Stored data
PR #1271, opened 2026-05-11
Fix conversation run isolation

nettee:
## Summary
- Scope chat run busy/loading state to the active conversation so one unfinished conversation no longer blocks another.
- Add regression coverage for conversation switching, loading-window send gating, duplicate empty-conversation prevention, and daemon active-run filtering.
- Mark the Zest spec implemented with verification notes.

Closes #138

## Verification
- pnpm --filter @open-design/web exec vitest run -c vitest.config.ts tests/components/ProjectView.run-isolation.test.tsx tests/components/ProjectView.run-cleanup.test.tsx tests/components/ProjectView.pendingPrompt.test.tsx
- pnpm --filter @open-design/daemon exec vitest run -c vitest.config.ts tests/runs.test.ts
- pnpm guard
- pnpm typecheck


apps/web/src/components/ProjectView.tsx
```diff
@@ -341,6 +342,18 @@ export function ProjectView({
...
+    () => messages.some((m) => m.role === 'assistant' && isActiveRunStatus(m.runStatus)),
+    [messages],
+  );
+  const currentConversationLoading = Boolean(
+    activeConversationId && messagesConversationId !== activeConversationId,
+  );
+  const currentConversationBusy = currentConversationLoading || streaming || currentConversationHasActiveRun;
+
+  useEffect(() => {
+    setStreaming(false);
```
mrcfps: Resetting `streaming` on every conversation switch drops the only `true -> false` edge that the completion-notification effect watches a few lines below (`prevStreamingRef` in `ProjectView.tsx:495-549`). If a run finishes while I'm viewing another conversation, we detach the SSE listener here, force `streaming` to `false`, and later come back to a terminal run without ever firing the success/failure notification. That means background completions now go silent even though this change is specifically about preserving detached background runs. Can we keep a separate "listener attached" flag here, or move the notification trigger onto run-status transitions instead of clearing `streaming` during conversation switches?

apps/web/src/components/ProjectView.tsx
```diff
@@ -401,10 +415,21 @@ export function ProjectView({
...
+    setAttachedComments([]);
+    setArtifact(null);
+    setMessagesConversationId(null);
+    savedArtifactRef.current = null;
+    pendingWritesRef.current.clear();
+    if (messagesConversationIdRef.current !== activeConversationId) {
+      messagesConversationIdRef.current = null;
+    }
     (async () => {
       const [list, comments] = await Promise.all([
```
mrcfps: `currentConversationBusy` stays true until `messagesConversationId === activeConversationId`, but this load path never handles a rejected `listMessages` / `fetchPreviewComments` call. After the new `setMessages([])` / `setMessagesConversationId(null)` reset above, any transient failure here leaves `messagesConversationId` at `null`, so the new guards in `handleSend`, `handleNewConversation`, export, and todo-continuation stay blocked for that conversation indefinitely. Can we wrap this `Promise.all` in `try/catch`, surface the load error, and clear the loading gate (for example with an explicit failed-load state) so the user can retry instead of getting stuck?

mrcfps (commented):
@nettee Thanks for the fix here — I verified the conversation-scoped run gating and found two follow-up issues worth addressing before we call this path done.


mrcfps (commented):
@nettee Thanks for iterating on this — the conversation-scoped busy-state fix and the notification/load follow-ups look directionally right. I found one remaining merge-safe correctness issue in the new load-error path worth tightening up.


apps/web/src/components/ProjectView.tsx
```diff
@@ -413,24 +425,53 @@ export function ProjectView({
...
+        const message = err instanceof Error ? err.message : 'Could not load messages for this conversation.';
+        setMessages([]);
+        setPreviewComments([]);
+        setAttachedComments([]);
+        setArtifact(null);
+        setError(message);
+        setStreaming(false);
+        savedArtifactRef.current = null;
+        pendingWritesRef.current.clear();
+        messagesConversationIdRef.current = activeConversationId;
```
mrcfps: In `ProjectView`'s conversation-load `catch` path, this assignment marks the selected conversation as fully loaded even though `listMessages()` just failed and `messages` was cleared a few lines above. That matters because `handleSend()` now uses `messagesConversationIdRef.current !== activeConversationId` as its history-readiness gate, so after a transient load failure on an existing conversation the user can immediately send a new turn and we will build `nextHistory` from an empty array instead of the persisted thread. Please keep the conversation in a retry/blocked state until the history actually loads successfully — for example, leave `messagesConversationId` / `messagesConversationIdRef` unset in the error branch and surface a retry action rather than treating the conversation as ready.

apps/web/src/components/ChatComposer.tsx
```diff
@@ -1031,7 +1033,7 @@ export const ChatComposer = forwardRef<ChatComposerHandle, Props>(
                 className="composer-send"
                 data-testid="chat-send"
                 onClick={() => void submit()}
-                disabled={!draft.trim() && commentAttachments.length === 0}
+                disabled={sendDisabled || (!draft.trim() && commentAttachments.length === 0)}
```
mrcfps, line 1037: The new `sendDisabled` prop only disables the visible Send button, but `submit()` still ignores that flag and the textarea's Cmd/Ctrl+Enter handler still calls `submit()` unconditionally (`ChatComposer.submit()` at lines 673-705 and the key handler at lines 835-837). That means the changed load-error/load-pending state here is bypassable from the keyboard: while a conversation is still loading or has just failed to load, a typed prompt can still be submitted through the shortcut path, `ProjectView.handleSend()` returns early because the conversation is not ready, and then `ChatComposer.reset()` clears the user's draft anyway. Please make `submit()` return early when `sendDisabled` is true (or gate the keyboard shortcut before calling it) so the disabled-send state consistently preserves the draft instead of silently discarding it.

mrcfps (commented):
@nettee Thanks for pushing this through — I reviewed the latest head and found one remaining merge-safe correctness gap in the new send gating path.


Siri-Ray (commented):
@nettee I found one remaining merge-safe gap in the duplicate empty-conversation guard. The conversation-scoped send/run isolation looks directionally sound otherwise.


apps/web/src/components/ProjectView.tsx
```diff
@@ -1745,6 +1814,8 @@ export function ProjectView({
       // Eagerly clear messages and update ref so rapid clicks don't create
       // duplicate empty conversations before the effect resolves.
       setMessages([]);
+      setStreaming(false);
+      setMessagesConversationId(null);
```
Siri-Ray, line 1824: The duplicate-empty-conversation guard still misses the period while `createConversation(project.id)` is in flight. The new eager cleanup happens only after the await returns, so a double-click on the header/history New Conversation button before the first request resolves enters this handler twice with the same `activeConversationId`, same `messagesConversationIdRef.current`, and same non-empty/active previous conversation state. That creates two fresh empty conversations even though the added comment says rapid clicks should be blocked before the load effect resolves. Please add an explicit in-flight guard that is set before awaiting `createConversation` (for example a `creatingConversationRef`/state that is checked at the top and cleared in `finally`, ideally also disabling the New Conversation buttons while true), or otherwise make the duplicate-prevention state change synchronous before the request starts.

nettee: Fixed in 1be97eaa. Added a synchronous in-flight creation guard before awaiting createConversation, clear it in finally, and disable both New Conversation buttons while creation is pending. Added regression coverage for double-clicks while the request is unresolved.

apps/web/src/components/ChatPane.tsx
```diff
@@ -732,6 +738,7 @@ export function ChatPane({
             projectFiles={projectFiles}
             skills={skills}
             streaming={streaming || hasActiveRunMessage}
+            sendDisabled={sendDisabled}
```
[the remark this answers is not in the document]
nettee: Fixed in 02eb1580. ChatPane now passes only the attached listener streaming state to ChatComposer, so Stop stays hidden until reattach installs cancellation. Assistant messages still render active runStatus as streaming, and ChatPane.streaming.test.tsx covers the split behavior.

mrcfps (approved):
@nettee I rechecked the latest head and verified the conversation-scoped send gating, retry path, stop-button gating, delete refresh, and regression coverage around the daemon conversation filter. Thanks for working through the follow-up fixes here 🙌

...

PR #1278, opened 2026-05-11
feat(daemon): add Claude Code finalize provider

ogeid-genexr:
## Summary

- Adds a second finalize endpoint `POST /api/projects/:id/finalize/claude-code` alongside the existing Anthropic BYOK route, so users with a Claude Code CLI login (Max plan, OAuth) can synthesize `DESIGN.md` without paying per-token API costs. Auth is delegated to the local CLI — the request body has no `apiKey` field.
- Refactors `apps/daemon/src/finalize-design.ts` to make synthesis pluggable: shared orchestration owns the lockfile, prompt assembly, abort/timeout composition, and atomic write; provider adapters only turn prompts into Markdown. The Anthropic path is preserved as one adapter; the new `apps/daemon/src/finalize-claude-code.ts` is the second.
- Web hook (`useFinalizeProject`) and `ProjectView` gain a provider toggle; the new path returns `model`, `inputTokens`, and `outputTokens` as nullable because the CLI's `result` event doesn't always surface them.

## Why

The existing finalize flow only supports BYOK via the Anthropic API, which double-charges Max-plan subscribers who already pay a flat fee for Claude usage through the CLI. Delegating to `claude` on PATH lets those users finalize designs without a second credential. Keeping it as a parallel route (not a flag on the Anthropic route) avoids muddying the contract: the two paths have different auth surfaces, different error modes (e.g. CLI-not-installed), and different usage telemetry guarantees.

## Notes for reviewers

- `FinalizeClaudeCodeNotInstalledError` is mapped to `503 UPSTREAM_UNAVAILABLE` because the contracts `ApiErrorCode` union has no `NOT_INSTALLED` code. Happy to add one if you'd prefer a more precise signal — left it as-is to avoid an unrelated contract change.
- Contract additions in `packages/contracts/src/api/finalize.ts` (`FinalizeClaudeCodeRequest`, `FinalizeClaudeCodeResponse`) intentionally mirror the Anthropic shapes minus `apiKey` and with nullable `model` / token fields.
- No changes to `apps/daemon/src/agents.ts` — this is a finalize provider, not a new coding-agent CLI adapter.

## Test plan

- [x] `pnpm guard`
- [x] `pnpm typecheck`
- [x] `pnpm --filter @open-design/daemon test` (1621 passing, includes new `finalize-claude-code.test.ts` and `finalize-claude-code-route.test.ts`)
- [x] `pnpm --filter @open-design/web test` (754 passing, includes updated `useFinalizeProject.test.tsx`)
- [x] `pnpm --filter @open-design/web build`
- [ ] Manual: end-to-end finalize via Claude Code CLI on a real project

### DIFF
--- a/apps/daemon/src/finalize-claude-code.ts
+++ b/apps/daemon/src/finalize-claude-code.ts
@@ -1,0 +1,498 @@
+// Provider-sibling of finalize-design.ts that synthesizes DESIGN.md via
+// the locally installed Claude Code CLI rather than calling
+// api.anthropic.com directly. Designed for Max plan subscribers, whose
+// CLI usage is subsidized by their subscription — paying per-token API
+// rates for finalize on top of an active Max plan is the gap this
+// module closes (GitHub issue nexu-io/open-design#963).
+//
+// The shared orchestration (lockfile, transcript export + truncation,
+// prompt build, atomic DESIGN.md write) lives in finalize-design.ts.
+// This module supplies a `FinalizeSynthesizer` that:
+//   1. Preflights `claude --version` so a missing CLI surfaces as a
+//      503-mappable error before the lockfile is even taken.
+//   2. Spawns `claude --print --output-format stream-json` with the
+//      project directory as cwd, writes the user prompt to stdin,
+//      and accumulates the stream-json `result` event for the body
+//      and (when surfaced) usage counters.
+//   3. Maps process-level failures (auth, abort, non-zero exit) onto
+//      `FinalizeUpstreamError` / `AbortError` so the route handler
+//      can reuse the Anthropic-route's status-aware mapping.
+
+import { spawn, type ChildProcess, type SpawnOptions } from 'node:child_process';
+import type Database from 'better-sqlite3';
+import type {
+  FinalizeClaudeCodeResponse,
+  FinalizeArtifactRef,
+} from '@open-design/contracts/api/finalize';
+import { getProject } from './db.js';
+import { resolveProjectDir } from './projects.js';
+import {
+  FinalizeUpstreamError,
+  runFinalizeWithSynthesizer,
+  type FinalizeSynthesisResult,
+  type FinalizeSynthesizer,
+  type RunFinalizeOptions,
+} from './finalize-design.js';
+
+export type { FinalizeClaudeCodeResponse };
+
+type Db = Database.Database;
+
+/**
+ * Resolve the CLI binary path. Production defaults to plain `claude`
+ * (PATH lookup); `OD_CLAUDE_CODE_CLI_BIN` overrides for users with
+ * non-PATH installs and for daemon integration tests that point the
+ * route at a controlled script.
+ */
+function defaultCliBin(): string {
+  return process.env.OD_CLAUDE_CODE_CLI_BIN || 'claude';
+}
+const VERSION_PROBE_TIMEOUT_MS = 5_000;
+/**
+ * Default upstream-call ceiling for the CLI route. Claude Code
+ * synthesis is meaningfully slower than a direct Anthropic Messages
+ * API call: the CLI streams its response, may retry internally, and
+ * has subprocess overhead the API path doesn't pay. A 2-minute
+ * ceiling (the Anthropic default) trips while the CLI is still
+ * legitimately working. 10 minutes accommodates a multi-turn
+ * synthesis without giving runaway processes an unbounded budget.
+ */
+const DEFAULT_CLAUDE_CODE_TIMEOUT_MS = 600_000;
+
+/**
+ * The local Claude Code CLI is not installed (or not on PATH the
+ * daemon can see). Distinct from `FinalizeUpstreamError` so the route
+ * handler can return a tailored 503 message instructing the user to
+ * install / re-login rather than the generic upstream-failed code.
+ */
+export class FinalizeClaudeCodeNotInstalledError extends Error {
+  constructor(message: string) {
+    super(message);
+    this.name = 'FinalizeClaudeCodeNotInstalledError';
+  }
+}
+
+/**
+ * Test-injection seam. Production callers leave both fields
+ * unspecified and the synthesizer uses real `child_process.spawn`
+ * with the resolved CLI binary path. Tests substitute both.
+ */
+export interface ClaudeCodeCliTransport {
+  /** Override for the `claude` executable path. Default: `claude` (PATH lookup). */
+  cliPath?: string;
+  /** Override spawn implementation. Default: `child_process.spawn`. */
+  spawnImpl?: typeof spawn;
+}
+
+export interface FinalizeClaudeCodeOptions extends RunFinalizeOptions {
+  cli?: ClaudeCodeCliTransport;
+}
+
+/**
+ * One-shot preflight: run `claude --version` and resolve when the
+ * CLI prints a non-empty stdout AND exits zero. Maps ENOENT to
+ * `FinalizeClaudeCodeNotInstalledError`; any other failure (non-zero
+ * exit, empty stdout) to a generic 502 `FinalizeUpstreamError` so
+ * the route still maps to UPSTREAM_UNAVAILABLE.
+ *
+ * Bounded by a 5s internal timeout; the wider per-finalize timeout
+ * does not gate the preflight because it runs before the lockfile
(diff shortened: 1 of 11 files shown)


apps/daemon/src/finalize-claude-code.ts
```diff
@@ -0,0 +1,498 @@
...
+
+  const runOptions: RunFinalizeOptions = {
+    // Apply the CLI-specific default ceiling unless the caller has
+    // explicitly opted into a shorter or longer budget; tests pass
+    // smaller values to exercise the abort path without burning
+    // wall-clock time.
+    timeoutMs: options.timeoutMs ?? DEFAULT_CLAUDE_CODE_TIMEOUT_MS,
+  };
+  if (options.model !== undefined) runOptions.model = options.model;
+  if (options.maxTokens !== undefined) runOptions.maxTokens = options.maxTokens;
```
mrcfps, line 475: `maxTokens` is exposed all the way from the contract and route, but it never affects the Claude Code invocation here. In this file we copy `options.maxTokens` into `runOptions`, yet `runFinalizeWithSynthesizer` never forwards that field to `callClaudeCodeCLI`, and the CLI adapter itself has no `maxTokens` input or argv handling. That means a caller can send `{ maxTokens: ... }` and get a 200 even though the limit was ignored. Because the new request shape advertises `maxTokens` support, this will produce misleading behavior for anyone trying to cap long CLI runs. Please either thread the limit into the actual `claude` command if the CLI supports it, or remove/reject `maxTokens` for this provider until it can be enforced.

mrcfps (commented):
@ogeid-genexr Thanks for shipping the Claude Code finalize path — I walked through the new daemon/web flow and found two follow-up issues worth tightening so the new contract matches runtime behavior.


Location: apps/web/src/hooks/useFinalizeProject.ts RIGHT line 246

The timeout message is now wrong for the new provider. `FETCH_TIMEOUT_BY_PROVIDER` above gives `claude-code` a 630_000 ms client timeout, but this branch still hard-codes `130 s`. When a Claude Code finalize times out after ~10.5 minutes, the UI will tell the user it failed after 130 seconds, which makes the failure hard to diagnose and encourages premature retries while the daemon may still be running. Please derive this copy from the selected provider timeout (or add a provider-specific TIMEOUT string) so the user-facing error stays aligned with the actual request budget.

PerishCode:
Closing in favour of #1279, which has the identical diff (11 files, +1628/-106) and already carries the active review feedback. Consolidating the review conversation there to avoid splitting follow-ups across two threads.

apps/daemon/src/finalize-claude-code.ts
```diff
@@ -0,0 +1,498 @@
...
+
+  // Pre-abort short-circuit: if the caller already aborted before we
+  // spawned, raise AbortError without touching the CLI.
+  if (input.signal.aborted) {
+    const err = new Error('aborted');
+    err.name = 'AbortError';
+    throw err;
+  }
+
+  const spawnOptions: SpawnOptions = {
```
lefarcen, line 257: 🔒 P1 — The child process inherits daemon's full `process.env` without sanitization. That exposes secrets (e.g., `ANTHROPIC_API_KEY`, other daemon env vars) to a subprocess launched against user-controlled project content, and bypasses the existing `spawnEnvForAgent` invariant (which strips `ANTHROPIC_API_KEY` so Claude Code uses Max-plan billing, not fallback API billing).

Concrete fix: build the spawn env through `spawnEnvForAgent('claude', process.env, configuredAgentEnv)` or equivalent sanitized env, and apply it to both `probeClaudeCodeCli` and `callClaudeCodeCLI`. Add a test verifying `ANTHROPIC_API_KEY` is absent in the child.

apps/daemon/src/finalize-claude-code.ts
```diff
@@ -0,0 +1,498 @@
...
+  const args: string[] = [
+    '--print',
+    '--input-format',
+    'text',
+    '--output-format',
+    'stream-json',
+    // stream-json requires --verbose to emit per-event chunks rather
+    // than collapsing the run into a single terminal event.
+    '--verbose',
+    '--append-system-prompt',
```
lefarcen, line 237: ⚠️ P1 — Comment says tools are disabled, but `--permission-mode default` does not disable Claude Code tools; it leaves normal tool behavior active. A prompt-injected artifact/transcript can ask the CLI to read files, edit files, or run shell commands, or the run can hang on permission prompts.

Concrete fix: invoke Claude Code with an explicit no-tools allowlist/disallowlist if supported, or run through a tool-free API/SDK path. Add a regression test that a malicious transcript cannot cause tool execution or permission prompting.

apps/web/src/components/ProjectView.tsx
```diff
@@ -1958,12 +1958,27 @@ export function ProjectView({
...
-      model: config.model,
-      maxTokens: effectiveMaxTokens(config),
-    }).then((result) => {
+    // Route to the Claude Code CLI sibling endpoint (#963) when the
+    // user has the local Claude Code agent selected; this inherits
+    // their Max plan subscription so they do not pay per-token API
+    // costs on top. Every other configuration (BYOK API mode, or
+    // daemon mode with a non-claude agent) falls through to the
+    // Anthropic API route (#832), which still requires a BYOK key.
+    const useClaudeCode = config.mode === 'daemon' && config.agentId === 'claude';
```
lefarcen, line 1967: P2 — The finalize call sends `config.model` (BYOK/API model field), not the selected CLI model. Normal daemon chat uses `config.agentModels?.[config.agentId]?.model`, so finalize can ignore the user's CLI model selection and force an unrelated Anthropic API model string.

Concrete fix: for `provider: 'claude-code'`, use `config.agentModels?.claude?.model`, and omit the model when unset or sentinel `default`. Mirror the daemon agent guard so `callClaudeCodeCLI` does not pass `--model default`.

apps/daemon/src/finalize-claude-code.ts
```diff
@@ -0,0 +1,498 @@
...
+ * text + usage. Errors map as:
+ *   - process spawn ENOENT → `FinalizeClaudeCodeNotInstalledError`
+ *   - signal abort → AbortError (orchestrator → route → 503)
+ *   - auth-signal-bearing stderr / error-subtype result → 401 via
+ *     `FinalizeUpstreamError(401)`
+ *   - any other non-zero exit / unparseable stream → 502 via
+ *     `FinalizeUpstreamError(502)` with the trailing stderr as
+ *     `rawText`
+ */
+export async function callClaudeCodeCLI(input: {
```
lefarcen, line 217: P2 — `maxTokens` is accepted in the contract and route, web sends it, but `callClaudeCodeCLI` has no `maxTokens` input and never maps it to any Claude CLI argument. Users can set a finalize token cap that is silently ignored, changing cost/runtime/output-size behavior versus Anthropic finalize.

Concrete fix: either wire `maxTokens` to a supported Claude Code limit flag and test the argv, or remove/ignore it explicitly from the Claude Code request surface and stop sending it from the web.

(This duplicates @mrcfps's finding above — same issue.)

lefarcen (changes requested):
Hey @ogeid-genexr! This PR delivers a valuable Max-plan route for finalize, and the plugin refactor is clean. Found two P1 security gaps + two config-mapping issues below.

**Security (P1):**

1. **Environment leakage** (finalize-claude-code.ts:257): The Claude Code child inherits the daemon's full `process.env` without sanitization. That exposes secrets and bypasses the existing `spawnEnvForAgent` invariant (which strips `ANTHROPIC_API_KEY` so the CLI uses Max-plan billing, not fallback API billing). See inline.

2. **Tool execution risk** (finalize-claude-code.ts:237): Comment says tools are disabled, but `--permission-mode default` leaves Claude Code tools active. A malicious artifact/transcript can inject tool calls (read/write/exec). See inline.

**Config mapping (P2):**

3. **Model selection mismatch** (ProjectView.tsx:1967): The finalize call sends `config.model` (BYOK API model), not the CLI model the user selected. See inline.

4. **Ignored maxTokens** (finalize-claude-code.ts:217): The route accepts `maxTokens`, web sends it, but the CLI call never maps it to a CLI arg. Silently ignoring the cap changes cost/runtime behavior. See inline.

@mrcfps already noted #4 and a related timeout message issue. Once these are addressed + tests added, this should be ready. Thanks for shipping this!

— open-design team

ACTIVITY:
For each line of the data that includes the word "nettee", return a copy of it.

RESULT FOR THIS EXERCISE:
nettee:
@nettee Thanks for the fix here — I verified the conversation-scoped run gating and found two follow-up issues worth addressing before we call this path done.
@nettee Thanks for iterating on this — the conversation-scoped busy-state fix and the notification/load follow-ups look directionally right. I found one remaining merge-safe correctness issue in the new load-error path worth tightening up.
@nettee Thanks for pushing this through — I reviewed the latest head and found one remaining merge-safe correctness gap in the new send gating path.
@nettee I found one remaining merge-safe gap in the duplicate empty-conversation guard. The conversation-scoped send/run isolation looks directionally sound otherwise.
nettee: Fixed in 1be97eaa. Added a synchronous in-flight creation guard before awaiting createConversation, clear it in finally, and disable both New Conversation buttons while creation is pending. Added regression coverage for double-clicks while the request is unresolved.
nettee: Fixed in 02eb1580. ChatPane now passes only the attached listener streaming state to ChatComposer, so Stop stays hidden until reattach installs cancellation. Assistant messages still render active runStatus as streaming, and ChatPane.streaming.test.tsx covers the split behavior.
@nettee I rechecked the latest head and verified the conversation-scoped send gating, retry path, stop-button gating, delete refresh, and regression coverage around the daemon conversation filter. Thanks for working through the follow-up fixes here 🙌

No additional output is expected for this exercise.